--- START ---

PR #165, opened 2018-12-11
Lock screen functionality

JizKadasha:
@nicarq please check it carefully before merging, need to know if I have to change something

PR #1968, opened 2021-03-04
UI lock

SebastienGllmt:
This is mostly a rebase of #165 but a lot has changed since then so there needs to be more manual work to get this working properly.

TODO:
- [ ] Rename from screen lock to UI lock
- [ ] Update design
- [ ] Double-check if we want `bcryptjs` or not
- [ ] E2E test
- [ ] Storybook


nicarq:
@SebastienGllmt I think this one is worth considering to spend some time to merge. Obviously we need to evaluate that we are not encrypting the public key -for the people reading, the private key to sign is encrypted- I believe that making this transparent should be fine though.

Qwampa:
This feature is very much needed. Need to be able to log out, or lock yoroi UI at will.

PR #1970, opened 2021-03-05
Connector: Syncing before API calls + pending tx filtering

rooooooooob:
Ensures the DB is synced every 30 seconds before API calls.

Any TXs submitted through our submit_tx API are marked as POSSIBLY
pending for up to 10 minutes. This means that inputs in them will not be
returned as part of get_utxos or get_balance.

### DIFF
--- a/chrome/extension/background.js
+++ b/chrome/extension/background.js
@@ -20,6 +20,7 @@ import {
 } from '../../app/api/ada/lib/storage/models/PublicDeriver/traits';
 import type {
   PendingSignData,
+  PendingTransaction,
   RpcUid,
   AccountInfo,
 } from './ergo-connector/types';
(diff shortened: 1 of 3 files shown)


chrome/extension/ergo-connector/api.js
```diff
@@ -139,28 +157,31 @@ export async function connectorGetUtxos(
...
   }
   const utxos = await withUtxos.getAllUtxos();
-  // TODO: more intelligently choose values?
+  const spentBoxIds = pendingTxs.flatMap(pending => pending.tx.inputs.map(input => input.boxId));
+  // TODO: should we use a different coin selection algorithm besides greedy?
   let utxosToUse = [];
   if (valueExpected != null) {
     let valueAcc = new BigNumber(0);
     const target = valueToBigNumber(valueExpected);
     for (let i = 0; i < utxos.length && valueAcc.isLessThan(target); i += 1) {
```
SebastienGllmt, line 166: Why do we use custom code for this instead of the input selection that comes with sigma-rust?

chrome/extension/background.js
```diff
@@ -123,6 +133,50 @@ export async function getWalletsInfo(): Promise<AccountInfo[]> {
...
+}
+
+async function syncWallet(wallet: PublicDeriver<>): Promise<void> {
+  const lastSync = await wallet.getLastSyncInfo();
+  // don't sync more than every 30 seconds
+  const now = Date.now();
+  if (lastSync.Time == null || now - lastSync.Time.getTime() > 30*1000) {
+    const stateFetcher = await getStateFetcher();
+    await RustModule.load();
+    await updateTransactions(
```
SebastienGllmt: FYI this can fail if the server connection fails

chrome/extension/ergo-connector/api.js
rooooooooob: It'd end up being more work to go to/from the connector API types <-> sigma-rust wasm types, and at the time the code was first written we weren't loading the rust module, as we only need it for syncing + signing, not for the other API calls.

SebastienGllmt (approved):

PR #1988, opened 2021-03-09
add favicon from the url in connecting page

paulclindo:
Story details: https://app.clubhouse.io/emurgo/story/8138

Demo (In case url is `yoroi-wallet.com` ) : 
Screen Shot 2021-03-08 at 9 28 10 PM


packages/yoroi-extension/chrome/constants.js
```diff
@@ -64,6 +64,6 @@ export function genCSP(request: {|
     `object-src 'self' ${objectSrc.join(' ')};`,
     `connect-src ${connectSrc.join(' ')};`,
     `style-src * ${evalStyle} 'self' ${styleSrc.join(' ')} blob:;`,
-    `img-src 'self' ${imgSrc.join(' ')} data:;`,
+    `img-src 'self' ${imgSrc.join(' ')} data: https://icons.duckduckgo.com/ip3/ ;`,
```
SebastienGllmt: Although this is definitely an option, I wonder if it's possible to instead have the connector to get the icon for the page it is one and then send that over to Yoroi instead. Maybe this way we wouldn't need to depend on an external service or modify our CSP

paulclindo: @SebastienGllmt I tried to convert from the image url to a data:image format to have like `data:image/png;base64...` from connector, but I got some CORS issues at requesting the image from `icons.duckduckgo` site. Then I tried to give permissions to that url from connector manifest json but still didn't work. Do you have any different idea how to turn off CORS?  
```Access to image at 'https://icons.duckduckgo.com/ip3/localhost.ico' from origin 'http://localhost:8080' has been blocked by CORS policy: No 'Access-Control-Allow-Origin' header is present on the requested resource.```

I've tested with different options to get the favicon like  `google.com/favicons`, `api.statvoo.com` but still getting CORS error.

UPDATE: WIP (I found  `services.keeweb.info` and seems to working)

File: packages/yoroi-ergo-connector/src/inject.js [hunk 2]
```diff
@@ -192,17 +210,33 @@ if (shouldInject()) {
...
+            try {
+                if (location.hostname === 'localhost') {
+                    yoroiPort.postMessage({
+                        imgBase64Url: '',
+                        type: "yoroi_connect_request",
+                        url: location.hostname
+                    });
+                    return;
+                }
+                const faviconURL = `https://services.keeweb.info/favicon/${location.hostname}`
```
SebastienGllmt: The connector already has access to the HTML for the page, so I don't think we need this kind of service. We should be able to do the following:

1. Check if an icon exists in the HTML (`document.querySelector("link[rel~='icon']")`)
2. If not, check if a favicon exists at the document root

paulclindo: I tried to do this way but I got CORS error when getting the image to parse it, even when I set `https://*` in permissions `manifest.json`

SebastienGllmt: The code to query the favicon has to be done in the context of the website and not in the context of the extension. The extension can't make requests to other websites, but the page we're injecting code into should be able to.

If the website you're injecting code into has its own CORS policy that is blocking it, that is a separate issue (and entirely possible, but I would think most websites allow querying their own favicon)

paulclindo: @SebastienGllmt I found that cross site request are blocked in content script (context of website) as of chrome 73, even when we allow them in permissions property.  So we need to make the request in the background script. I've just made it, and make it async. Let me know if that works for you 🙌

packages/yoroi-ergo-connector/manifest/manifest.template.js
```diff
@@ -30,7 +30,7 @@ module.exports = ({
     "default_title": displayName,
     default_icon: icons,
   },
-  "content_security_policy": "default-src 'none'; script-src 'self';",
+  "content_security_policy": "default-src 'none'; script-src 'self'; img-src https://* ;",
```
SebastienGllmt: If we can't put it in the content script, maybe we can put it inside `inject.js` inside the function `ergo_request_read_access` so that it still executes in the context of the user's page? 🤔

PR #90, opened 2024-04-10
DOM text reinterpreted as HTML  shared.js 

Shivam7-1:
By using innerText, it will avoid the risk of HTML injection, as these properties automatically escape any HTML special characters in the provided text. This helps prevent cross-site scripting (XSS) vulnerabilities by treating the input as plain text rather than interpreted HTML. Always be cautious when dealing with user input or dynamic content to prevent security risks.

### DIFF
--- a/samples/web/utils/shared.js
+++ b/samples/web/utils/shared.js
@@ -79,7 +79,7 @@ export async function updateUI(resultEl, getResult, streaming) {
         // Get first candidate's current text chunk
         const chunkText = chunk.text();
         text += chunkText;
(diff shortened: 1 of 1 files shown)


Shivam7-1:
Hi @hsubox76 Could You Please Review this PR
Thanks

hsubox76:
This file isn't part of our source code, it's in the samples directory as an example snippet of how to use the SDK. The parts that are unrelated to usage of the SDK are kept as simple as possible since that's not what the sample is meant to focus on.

--- END ---

Your task is to repeat every entry above exactly.

- _Written answer_:
PR #165, opened 2018-12-11
Lock screen functionality

JizKadasha:
@nicarq please check it carefully before merging, need to know if I have to change something

PR #1968, opened 2021-03-04
UI lock

SebastienGllmt:
This is mostly a rebase of #165 but a lot has changed since then so there needs to be more manual work to get this working properly.

TODO:
- [ ] Rename from screen lock to UI lock
- [ ] Update design
- [ ] Double-check if we want `bcryptjs` or not
- [ ] E2E test
- [ ] Storybook


nicarq:
@SebastienGllmt I think this one is worth considering to spend some time to merge. Obviously we need to evaluate that we are not encrypting the public key -for the people reading, the private key to sign is encrypted- I believe that making this transparent should be fine though.

Qwampa:
This feature is very much needed. Need to be able to log out, or lock yoroi UI at will.

PR #1970, opened 2021-03-05
Connector: Syncing before API calls + pending tx filtering

rooooooooob:
Ensures the DB is synced every 30 seconds before API calls.

Any TXs submitted through our submit_tx API are marked as POSSIBLY
pending for up to 10 minutes. This means that inputs in them will not be
returned as part of get_utxos or get_balance.

### DIFF
--- a/chrome/extension/background.js
+++ b/chrome/extension/background.js
@@ -20,6 +20,7 @@ import {
 } from '../../app/api/ada/lib/storage/models/PublicDeriver/traits';
 import type {
   PendingSignData,
+  PendingTransaction,
   RpcUid,
   AccountInfo,
 } from './ergo-connector/types';
(diff shortened: 1 of 3 files shown)


chrome/extension/ergo-connector/api.js
```diff
@@ -139,28 +157,31 @@ export async function connectorGetUtxos(
...
   }
   const utxos = await withUtxos.getAllUtxos();
-  // TODO: more intelligently choose values?
+  const spentBoxIds = pendingTxs.flatMap(pending => pending.tx.inputs.map(input => input.boxId));
+  // TODO: should we use a different coin selection algorithm besides greedy?
   let utxosToUse = [];
   if (valueExpected != null) {
     let valueAcc = new BigNumber(0);
     const target = valueToBigNumber(valueExpected);
     for (let i = 0; i < utxos.length && valueAcc.isLessThan(target); i += 1) {
```
SebastienGllmt, line 166: Why do we use custom code for this instead of the input selection that comes with sigma-rust?

chrome/extension/background.js
```diff
@@ -123,6 +133,50 @@ export async function getWalletsInfo(): Promise<AccountInfo[]> {
...
+}
+
+async function syncWallet(wallet: PublicDeriver<>): Promise<void> {
+  const lastSync = await wallet.getLastSyncInfo();
+  // don't sync more than every 30 seconds
+  const now = Date.now();
+  if (lastSync.Time == null || now - lastSync.Time.getTime() > 30*1000) {
+    const stateFetcher = await getStateFetcher();
+    await RustModule.load();
+    await updateTransactions(
```
SebastienGllmt: FYI this can fail if the server connection fails

chrome/extension/ergo-connector/api.js
rooooooooob: It'd end up being more work to go to/from the connector API types <-> sigma-rust wasm types, and at the time the code was first written we weren't loading the rust module, as we only need it for syncing + signing, not for the other API calls.

SebastienGllmt (approved):

PR #1988, opened 2021-03-09
add favicon from the url in connecting page

paulclindo:
Story details: https://app.clubhouse.io/emurgo/story/8138

Demo (In case url is `yoroi-wallet.com` ) : 
Screen Shot 2021-03-08 at 9 28 10 PM


packages/yoroi-extension/chrome/constants.js
```diff
@@ -64,6 +64,6 @@ export function genCSP(request: {|
     `object-src 'self' ${objectSrc.join(' ')};`,
     `connect-src ${connectSrc.join(' ')};`,
     `style-src * ${evalStyle} 'self' ${styleSrc.join(' ')} blob:;`,
-    `img-src 'self' ${imgSrc.join(' ')} data:;`,
+    `img-src 'self' ${imgSrc.join(' ')} data: https://icons.duckduckgo.com/ip3/ ;`,
```
SebastienGllmt: Although this is definitely an option, I wonder if it's possible to instead have the connector to get the icon for the page it is one and then send that over to Yoroi instead. Maybe this way we wouldn't need to depend on an external service or modify our CSP

paulclindo: @SebastienGllmt I tried to convert from the image url to a data:image format to have like `data:image/png;base64...` from connector, but I got some CORS issues at requesting the image from `icons.duckduckgo` site. Then I tried to give permissions to that url from connector manifest json but still didn't work. Do you have any different idea how to turn off CORS?  
```Access to image at 'https://icons.duckduckgo.com/ip3/localhost.ico' from origin 'http://localhost:8080' has been blocked by CORS policy: No 'Access-Control-Allow-Origin' header is present on the requested resource.```

I've tested with different options to get the favicon like  `google.com/favicons`, `api.statvoo.com` but still getting CORS error.

UPDATE: WIP (I found  `services.keeweb.info` and seems to working)

File: packages/yoroi-ergo-connector/src/inject.js [hunk 2]
```diff
@@ -192,17 +210,33 @@ if (shouldInject()) {
...
+            try {
+                if (location.hostname === 'localhost') {
+                    yoroiPort.postMessage({
+                        imgBase64Url: '',
+                        type: "yoroi_connect_request",
+                        url: location.hostname
+                    });
+                    return;
+                }
+                const faviconURL = `https://services.keeweb.info/favicon/${location.hostname}`
```
SebastienGllmt: The connector already has access to the HTML for the page, so I don't think we need this kind of service. We should be able to do the following:

1. Check if an icon exists in the HTML (`document.querySelector("link[rel~='icon']")`)
2. If not, check if a favicon exists at the document root

paulclindo: I tried to do this way but I got CORS error when getting the image to parse it, even when I set `https://*` in permissions `manifest.json`

SebastienGllmt: The code to query the favicon has to be done in the context of the website and not in the context of the extension. The extension can't make requests to other websites, but the page we're injecting code into should be able to.

If the website you're injecting code into has its own CORS policy that is blocking it, that is a separate issue (and entirely possible, but I would think most websites allow querying their own favicon)

paulclindo: @SebastienGllmt I found that cross site request are blocked in content script (context of website) as of chrome 73, even when we allow them in permissions property.  So we need to make the request in the background script. I've just made it, and make it async. Let me know if that works for you 🙌

packages/yoroi-ergo-connector/manifest/manifest.template.js
```diff
@@ -30,7 +30,7 @@ module.exports = ({
     "default_title": displayName,
     default_icon: icons,
   },
-  "content_security_policy": "default-src 'none'; script-src 'self';",
+  "content_security_policy": "default-src 'none'; script-src 'self'; img-src https://* ;",
```
SebastienGllmt: If we can't put it in the content script, maybe we can put it inside `inject.js` inside the function `ergo_request_read_access` so that it still executes in the context of the user's page? 🤔

PR #90, opened 2024-04-10
DOM text reinterpreted as HTML  shared.js 

Shivam7-1:
By using innerText, it will avoid the risk of HTML injection, as these properties automatically escape any HTML special characters in the provided text. This helps prevent cross-site scripting (XSS) vulnerabilities by treating the input as plain text rather than interpreted HTML. Always be cautious when dealing with user input or dynamic content to prevent security risks.

### DIFF
--- a/samples/web/utils/shared.js
+++ b/samples/web/utils/shared.js
@@ -79,7 +79,7 @@ export async function updateUI(resultEl, getResult, streaming) {
         // Get first candidate's current text chunk
         const chunkText = chunk.text();
         text += chunkText;
(diff shortened: 1 of 1 files shown)


Shivam7-1:
Hi @hsubox76 Could You Please Review this PR
Thanks

hsubox76:
This file isn't part of our source code, it's in the samples directory as an example snippet of how to use the SDK. The parts that are unrelated to usage of the SDK are kept as simple as possible since that's not what the sample is meant to focus on.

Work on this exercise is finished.